Reactive UAV Fleet’s Mission Planning in Highly Dynamic and Unpredictable Environments

Abstract

Unmanned aerial vehicles (UAVs) create an interesting alternative for establishing more sustainable urban freight deliveries. The substitution of traditional trucks in the last-mile distribution by a UAV fleet can contribute to urban sustainability by reducing air pollution and increasing urban freight efficiency. This paper presents a novel approach to the joint proactive and reactive planning of deliveries by a UAV fleet. We develop a receding horizon-based approach to reactive, online planning for the UAV fleet’s mission. We considered the delivery of goods to spatially dispersed customers over an assumed time horizon.

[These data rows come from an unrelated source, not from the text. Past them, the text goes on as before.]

PR #25, opened 2026-04-18
docs(adr): ADR-0005 — runtime event broadcaster

madeye:
## Summary
- Ratifies `tokio::sync::broadcast` (not `watch` / `mpsc` / a shared enum bus) as the fan-out primitive for WebSocket streaming endpoints.
- Clarifies that `/memory` is a per-connection sampler and `DELETE /connections` is a direct call — neither lives on the broadcaster. Avoids speculative "runtime event bus" plumbing.
- Codifies subscriber lifecycle, drop-oldest-per-subscriber backpressure (matches the already-approved `api-logs-websocket.md`), and — most importantly — the panic-abort contract: a process-wide `std::panic::set_hook` that aborts on any panic (sync tracing layer, async task, blocking helper). Forbids `tower::CatchPanicLayer` per the QA invariant recorded in memory `feedback_api_no_catch_panic.md`.

Blocks engineer task #17 (M1.G-3/4/7/8/9 WebSocket log stream + memory + DELETE /connections + /dns/query + cache flush).

## Test plan
- [ ] §2/§3 scope: agree that `/memory` and `DELETE /connections` are NOT broadcaster consumers. Would flattening them into a unified bus (Alternative A.1) buy anything I missed?
- [ ] §5 backpressure: drop-oldest over slow-client-disconnect matches dashboard UX needs (debugger-paused clients don't get kicked). QA to confirm this doesn't break any planned test for lag behaviour.
- [ ] §6 panic-abort: the `std::panic::set_hook` → `std::process::abort()` is broader than tokio's `unhandled_panic = Shutdown` — required because tracing layers and blocking helpers run outside tokio tasks. Confirm this matches QA's soak-test panic-abort invariant.
- [ ] §8 divergence classes: lag-vs-disconnect = Class B; no-CatchPanic = Class A (silent bug > loud crash).

### DIFF
--- a/docs/adr/0005-runtime-event-broadcaster.md
+++ b/docs/adr/0005-runtime-event-broadcaster.md
@@ -1,0 +1,371 @@
+# ADR 0005: Runtime event broadcaster for WebSocket streaming endpoints
+
+- **Status:** Proposed (architect 2026-04-18, awaiting pm + engineer + qa review)
+- **Date:** 2026-04-18
+- **Author:** architect
+- **Supersedes:** —
+- **Related:** roadmap M1.G-3 (`GET /logs` websocket), M1.G-4
+  (`GET /memory` websocket), M1.G-7 (`DELETE /connections` bulk),
+  [`docs/specs/api-logs-websocket.md`](../specs/api-logs-websocket.md)
+  (approved), `docs/specs/api-delay-endpoints.md`,
+  [ADR-0002](0002-upstream-divergence-policy.md),
+  memory `feedback_api_no_catch_panic.md` (QA panic-abort invariant)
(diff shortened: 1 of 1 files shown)


madeye:
✅ Clean architectural split: broadcast for /logs, per-connection sampler for /memory, direct call for DELETE /connections. Panic-abort via std::panic::set_hook covers sync tracing layers — approved. Lag→visible-frame (Class B) + panic-abort (Class A) well-classified. No CatchPanicLayer. QA audit: confirm 128-msg capacity from api-logs-websocket.md is M1 plan and lag-visibility backpressure shape matches soak-test expectations.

Forecasted weather changes affect the energy consumption of UAVs and limit their range. Therefore, consideration should be given to plans for follow-up tasks, previously unmet needs, and predictions of disturbances over a moving time horizon. We propose a set of reaction rules that can be encountered during delivery in a highly dynamic and unpredictable environment. We implement a constraint programming paradigm, which is well suited to cope with the nonlinearity of the system’s characteristics. The proposed approach to online reactive UAV routing is evaluated in several instances. The computational experiments have shown that the developed model is capable of providing feasible plans for a UAV fleet’s mission that are robust to changes in weather and customer’s orders.